▸ **Exercise**
Copy out every line of the data exactly.
START Supplied records
PR #216, opened 2019-02-12
Add route for children

pzalep1:
Adding route for children. 
This is for the children reordering issue that is open in the client.

Required by Cyber4All/clark-client#579


src/LearningObjects/LearningObjectRouteHandler.ts
```diff
@@ -168,10 +168,25 @@ export function initializePrivate({
...
+  const getLearningObjectChildren = async (req: Request, res: Response) => {
+    try{
+      const id = req.params.id;
+      const children = await LearningObjectInteractor.getLearningObjectChildrenById(
+        dataStore, 
+        id
+      );
+      res.status(200).send(children); 
+    } catch (e) {
+      console.error(e);
```
nvisal1: We should avoid having logs in production. Please remove this.

src/LearningObjects/LearningObjectInteractor.ts
```diff
@@ -206,6 +206,24 @@ export async function getLearningObjectById(
...
+ * @param {string} id the learning object's id
+ */
+export async function getLearningObjectChildrenById(
+  dataStore: DataStore,
+  ObjectId: string,
+){
+  try {
+    return await dataStore.loadChildObjects({id: ObjectId, full: true, accessUnreleased: true});
+  } catch (e) {
+    return Promise.reject(`Problem fetching Children. ${e}`);
```
nvisal1: We want to reject error objects instead of strings. We created an object called `LearningObjectError` that defines the errors that learning object service can throw. Try to implement this object when returning errors. 
```suggestion
    reportError(e);
    return Promise.reject(new Error(LearningObjectError.RESOURCE_NOT_FOUND());
```
The reportError function will hand the error object to Sentry. We then return an expected error to the route handler.

src/LearningObjects/LearningObjectRouteHandler.ts
```diff
@@ -168,10 +168,25 @@ export function initializePrivate({
...
+      res.status(500).send(e);
```
nvisal1: This route should not always throw a 500 when an error occurs. Status code 500 indicates that the server itself is at fault. This may not always be the case. We want to map the error object to an appropriate status code in order to provide the client with more context. Luckily, this function already exists.

```suggestion
      if (e instanceof Error) {
        const status = mapErrorToStatusCode(e);
        res.status(status.code).json({message: status.message});
      } else {
        res.sendStatus(500);
      }
```

src/LearningObjects/LearningObjectRouteHandler.ts
pzalep1: I removed this.

nvisal1:
The build is failing because of Typescript errors. Try importing the mapErrorToStatusCode function and the learningObjectError object in the appropriate files. Let me know if you have any questions.

src/LearningObjects/LearningObjectRouteHandler.ts
```diff
@@ -177,12 +178,7 @@ export function initializePrivate({
       );
       res.status(200).send(children); 
     } catch (e) {
-      if (e instanceof Error) {
-        const status = mapErrorToStatusCode(e);
-        res.status(status.code).json({message: status.message});
-      } else {
-        res.sendStatus(500);
-      }
+      res.status(500).send(e);
```
nvisal1: It looks like this code was reverted by mistake

pzalep1: Changed this with Fix build errors commit

src/LearningObjects/LearningObjectInteractor.ts
```diff
@@ -206,6 +206,25 @@ export async function getLearningObjectById(
...
+/**
+ * Fetches a learning objects children by ID
+ *
+ * @export
+ * @param {DataStore} dataStore
+ * @param {string} id the learning object's id
+ */
+export async function getLearningObjectChildrenById(
+  dataStore: DataStore,
+  ObjectId: string,
```
gshaw1997: Camel case variable name here

src/drivers/express/ExpressRouteDriver.ts
```diff
@@ -50,7 +50,7 @@ export class ExpressRouteDriver {
         const limit = req.query.limit ? +req.query.limit : null;
 
         let status = req.query.status ? req.query.status : null;
-        if (status && !Array.isArray(status)) {
```
gshaw1997: This should not be removed. Verify that master has been merged into this branch

src/LearningObjects/LearningObjectRouteHandler.ts
```diff
@@ -168,10 +169,29 @@ export function initializePrivate({
...
   };
 
+  const getLearningObjectChildren = async (req: Request, res: Response) => {
+    try{
+      const id = req.params.id;
+      const children = await LearningObjectInteractor.getLearningObjectChildrenById(
+        dataStore, 
+        id
+      );
+      res.status(200).send(children);
```
DonSeannelly: This should use the json method to send children back, so that the outbound encoding is standardized.

```suggestion
      res.status(200).json(children); 
```

src/LearningObjects/LearningObjectInteractor.ts
pzalep1: Resolved with change to camelcase commit.

src/LearningObjects/LearningObjectInteractor.ts
```diff
@@ -206,6 +206,25 @@ export async function getLearningObjectById(
...
 }
 
+/**
+ * Fetches a learning objects children by ID
+ *
+ * @export
+ * @param {DataStore} dataStore
+ * @param {string} id the learning object's id
+ */
+export async function getLearningObjectChildrenById(
```
nvisal1: Can you add a unit test for this new function in `LearningObjectInteractor.spec.ts`?

src/LearningObjects/LearningObjectInteractor.ts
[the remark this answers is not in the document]
pzalep1: Resolved with Change to camelcase commit

src/LearningObjects/LearningObjectInteractor.ts
pzalep1: Added with fa9531312d13c20de04bdab1f3d20b4b71b2bf15.

package.json
```diff
@@ -1,6 +1,6 @@
 {
   "name": "learning-object-service",
-  "version": "2.4.2",
+  "version": "2.4.1",
```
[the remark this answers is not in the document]
pzalep1: Resolved with merge with master.

pzalep1:
I have merged master into my branch and it is saying that it is up to date, but it is not because changes in master, I reverted a commit to my branch and that is where the problem lies. I do not know how to un-revert this commit. Sorry this is taking so long.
END Supplied records
▸ **Problem solution**
PR #216, opened 2019-02-12
Add route for children

pzalep1:
Adding route for children. 
This is for the children reordering issue that is open in the client.

Required by Cyber4All/clark-client#579


src/LearningObjects/LearningObjectRouteHandler.ts
```diff
@@ -168,10 +168,25 @@ export function initializePrivate({
...
+  const getLearningObjectChildren = async (req: Request, res: Response) => {
+    try{
+      const id = req.params.id;
+      const children = await LearningObjectInteractor.getLearningObjectChildrenById(
+        dataStore, 
+        id
+      );
+      res.status(200).send(children); 
+    } catch (e) {
+      console.error(e);
```
nvisal1: We should avoid having logs in production. Please remove this.

src/LearningObjects/LearningObjectInteractor.ts
```diff
@@ -206,6 +206,24 @@ export async function getLearningObjectById(
...
+ * @param {string} id the learning object's id
+ */
+export async function getLearningObjectChildrenById(
+  dataStore: DataStore,
+  ObjectId: string,
+){
+  try {
+    return await dataStore.loadChildObjects({id: ObjectId, full: true, accessUnreleased: true});
+  } catch (e) {
+    return Promise.reject(`Problem fetching Children. ${e}`);
```
nvisal1: We want to reject error objects instead of strings. We created an object called `LearningObjectError` that defines the errors that learning object service can throw. Try to implement this object when returning errors. 
```suggestion
    reportError(e);
    return Promise.reject(new Error(LearningObjectError.RESOURCE_NOT_FOUND());
```
The reportError function will hand the error object to Sentry. We then return an expected error to the route handler.

src/LearningObjects/LearningObjectRouteHandler.ts
```diff
@@ -168,10 +168,25 @@ export function initializePrivate({
...
+      res.status(500).send(e);
```
nvisal1: This route should not always throw a 500 when an error occurs. Status code 500 indicates that the server itself is at fault. This may not always be the case. We want to map the error object to an appropriate status code in order to provide the client with more context. Luckily, this function already exists.

```suggestion
      if (e instanceof Error) {
        const status = mapErrorToStatusCode(e);
        res.status(status.code).json({message: status.message});
      } else {
        res.sendStatus(500);
      }
```

src/LearningObjects/LearningObjectRouteHandler.ts
pzalep1: I removed this.

nvisal1:
The build is failing because of Typescript errors. Try importing the mapErrorToStatusCode function and the learningObjectError object in the appropriate files. Let me know if you have any questions.

src/LearningObjects/LearningObjectRouteHandler.ts
```diff
@@ -177,12 +178,7 @@ export function initializePrivate({
       );
       res.status(200).send(children); 
     } catch (e) {
-      if (e instanceof Error) {
-        const status = mapErrorToStatusCode(e);
-        res.status(status.code).json({message: status.message});
-      } else {
-        res.sendStatus(500);
-      }
+      res.status(500).send(e);
```
nvisal1: It looks like this code was reverted by mistake

pzalep1: Changed this with Fix build errors commit

src/LearningObjects/LearningObjectInteractor.ts
```diff
@@ -206,6 +206,25 @@ export async function getLearningObjectById(
...
+/**
+ * Fetches a learning objects children by ID
+ *
+ * @export
+ * @param {DataStore} dataStore
+ * @param {string} id the learning object's id
+ */
+export async function getLearningObjectChildrenById(
+  dataStore: DataStore,
+  ObjectId: string,
```
gshaw1997: Camel case variable name here

src/drivers/express/ExpressRouteDriver.ts
```diff
@@ -50,7 +50,7 @@ export class ExpressRouteDriver {
         const limit = req.query.limit ? +req.query.limit : null;
 
         let status = req.query.status ? req.query.status : null;
-        if (status && !Array.isArray(status)) {
```
gshaw1997: This should not be removed. Verify that master has been merged into this branch

src/LearningObjects/LearningObjectRouteHandler.ts
```diff
@@ -168,10 +169,29 @@ export function initializePrivate({
...
   };
 
+  const getLearningObjectChildren = async (req: Request, res: Response) => {
+    try{
+      const id = req.params.id;
+      const children = await LearningObjectInteractor.getLearningObjectChildrenById(
+        dataStore, 
+        id
+      );
+      res.status(200).send(children);
```
DonSeannelly: This should use the json method to send children back, so that the outbound encoding is standardized.

```suggestion
      res.status(200).json(children); 
```

src/LearningObjects/LearningObjectInteractor.ts
pzalep1: Resolved with change to camelcase commit.

src/LearningObjects/LearningObjectInteractor.ts
```diff
@@ -206,6 +206,25 @@ export async function getLearningObjectById(
...
 }
 
+/**
+ * Fetches a learning objects children by ID
+ *
+ * @export
+ * @param {DataStore} dataStore
+ * @param {string} id the learning object's id
+ */
+export async function getLearningObjectChildrenById(
```
nvisal1: Can you add a unit test for this new function in `LearningObjectInteractor.spec.ts`?

src/LearningObjects/LearningObjectInteractor.ts
[the remark this answers is not in the document]
pzalep1: Resolved with Change to camelcase commit

src/LearningObjects/LearningObjectInteractor.ts
pzalep1: Added with fa9531312d13c20de04bdab1f3d20b4b71b2bf15.

package.json
```diff
@@ -1,6 +1,6 @@
 {
   "name": "learning-object-service",
-  "version": "2.4.2",
+  "version": "2.4.1",
```
[the remark this answers is not in the document]
pzalep1: Resolved with merge with master.

pzalep1:
I have merged master into my branch and it is saying that it is up to date, but it is not because changes in master, I reverted a commit to my branch and that is where the problem lies. I do not know how to un-revert this commit. Sorry this is taking so long.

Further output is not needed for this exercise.